* [Your task] For each line below that includes the string "beta", show the whole line.

* [Exercise inputs]
PR #662, opened 2022-06-23
Updated batchnorm fwd to optionally use new reduce TPP with beta = 0 and 1 (fp32 and bf16)

kvoronin-intel:
Summary:

- Updated batchnorm forward to use the newly added reduce TPP with beta = 0 and beta = 1 instead of explicitly zeroing out + reduction + addition TPPs (both fp32 and bf16). As a consequence, scratch is used differently. Previously it had two arrays for sums and sums of squares, each of size [CB, N, bc] but now it's a single array of double sizes which has sums and sums of squares intermingled (so it's of size [CB, N, 2*bc].

Verified locally on a single size that it is functionally correct.


samples/deeplearning/libxsmm_dnn/src/libxsmm_dnn_fusedbn.c
```diff
@@ -731,26 +759,86 @@ LIBXSMM_API void libxsmm_dnn_bn_fwd_exec_f32( libxsmm_dnn_bn_fwd_config cfg, con
...
       /*   sumsq_ncp_ptr[cb] = 0.0f;  */
       /* } */
 
-      LIBXSMM_ALIGNED(float lcl_sum_X_X2[2*bc], 64);
       if (cfg.use_hw_blocking == 0) { /* w-blocking */
-        reduce_param.out.primary = lcl_sum_X_X2;                                                    /* [2*bc]  */
-        for (hi = 0; hi < H; hi++) {
-          for (wb = 0; wb < num_W_blocks; wb++) {
-            reduce_param.in.primary = (void*)&LIBXSMM_VLA_ACCESS(5, inp, n, cp, hi, wb*(W/num_W_blocks), 0, CP, ifhp, ifwp, bc);
+        if (cfg.use_new_reduce) {
```
kvoronin-intel, line 788: @egeor, 
1) any comments about this new code / did you mean some other way of using new reduce for computing batchnorm stats?
2) do you think we should keep the old way (case cfg.use_new_reduce = 0) or should the new one be unconditionally on? (I'll do similar change for the extension code)

alheinecke (approved):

* [Task solution]
Updated batchnorm fwd to optionally use new reduce TPP with beta = 0 and 1 (fp32 and bf16)
- Updated batchnorm forward to use the newly added reduce TPP with beta = 0 and beta = 1 instead of explicitly zeroing out + reduction + addition TPPs (both fp32 and bf16). As a consequence, scratch is used differently. Previously it had two arrays for sums and sums of squares, each of size [CB, N, bc] but now it's a single array of double sizes which has sums and sums of squares intermingled (so it's of size [CB, N, 2*bc].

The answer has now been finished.